The road ahead for PBMs: Disease management or oblivion?
The road ahead for PBMs: Disease management or oblivion?
With traditional roles evaporating, can they transform fast enough?
As managed care continues to consolidate the health care industry, health maintenance organizations are learning the benefits of in-house pharmacy management, while employers are increasingly signing up with HMOs. These two trends mean pharmacy benefit managers (PBMs) are watching their traditional roles of providing claims data, formulary management, and pharmacy networks disappear.
A recent survey of managed care pharmacists found that 32% plan to bring PBM services in-house, while just 11% plan to outsource pharmacy components to PBMs. PBMs are seeking new roles, but forays into disease management an area with strong potential growth are being met with skepticism, despite some initial successes.
Expanded data analysis and integrating existing claims data with clinical information is another growth area PBMs are embracing, but getting those services on-line and linking them to physicians are still down the road.
Alliances with insurers, such as Merck-Medco’s case management program with Blue Cross and Blue Shield of Michigan, is another potential growth area for PBMs. That program tracks changes in patients’ conditions via claims histories to target high-risk patients for intervention.
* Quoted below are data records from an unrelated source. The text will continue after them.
PR #142, opened 2022-06-13
hash + salt user ids

andrew-nowak:
## Accessibility

### DIFF
--- a/bootstrapping-lambda/src/util.ts
+++ b/bootstrapping-lambda/src/util.ts
@@ -1,4 +1,42 @@
+import * as AWS from "aws-sdk";
 import { Response } from "express";
+import { STAGE, standardAwsConfig } from "../../shared/awsIntegration";
+import { pbkdf2Sync } from "crypto";
+
+const ssm = new AWS.SSM(standardAwsConfig);
+
+// memoise fetched salt - memo is invalidated at midnight
+// a failed fetch _is also memoised_!! this avoids lots of fetches if one fetch fails
+const saltmemo = (async () => {
+  let lastFetch = new Date();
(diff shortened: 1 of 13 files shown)


bootstrapping-lambda/src/util.ts
```diff
@@ -1,4 +1,42 @@
...
+// a failed fetch _is also memoised_!! this avoids lots of fetches if one fetch fails
+const saltmemo = (async () => {
+  let lastFetch = new Date();
+  let salt: Buffer | undefined;
+
+  const get = async () => {
+    if (lastFetch.getUTCDate() === new Date().getUTCDate()) {
+      return salt;
+    }
+    const saltParameter = ssm
```
twrichards, line 18: I think this could be done with the existing param store retrieval function https://github.com/guardian/pinboard/blob/bab6d9e3a5208541a6b96200bddacb1e3f9c93ed/shared/awsIntegration.ts#L40

twrichards (commented):
Got a notification for this PR and it intrigued me. Left a suggestion, but more generally just wondering if this is worth a whole separate lambda (i.e. more boilerplate and more infrastructure) could the salt generation be done in the user-refresher-lambda when it does its nightly 'full-run' (since it's user related, so not too confusing).
Lastly a more general question, does this nightly generation of salts mean that the resulting 'private user ids' are not consistent from day to day (i.e. we can't do unique users over any greater span than 24hours)?
Great work btw!

twrichards:
closing this since, we now have relational DB (see #161) so we can pull the stats we need from there (see https://trello.com/c/UFfdDn3U/805-pinboard-stats-page-from-db) rather than having to send any identifier to the telemetry service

But will any of these business lines develop fast enough to save the PBMs? HMOs know that by bringing pharmacy benefits in-house, they can own the pharmacy data previously cornered by PBMs and, in turn, use that information to enhance formulary management and conduct outcomes studies and wellness programs.
In the early stages of this race to link these pharmacological databases to physicians and system providers, there is no clear leader. A recent survey found that 85% of responding PBMs cannot offer interfaced data on formulary information, treatment, guidelines, and medication use evaluation results with health care providers. However, 62.5% plan to provide such services by early 1998. Meanwhile, PBMs have even more urgent problems looming on the immediate horizon.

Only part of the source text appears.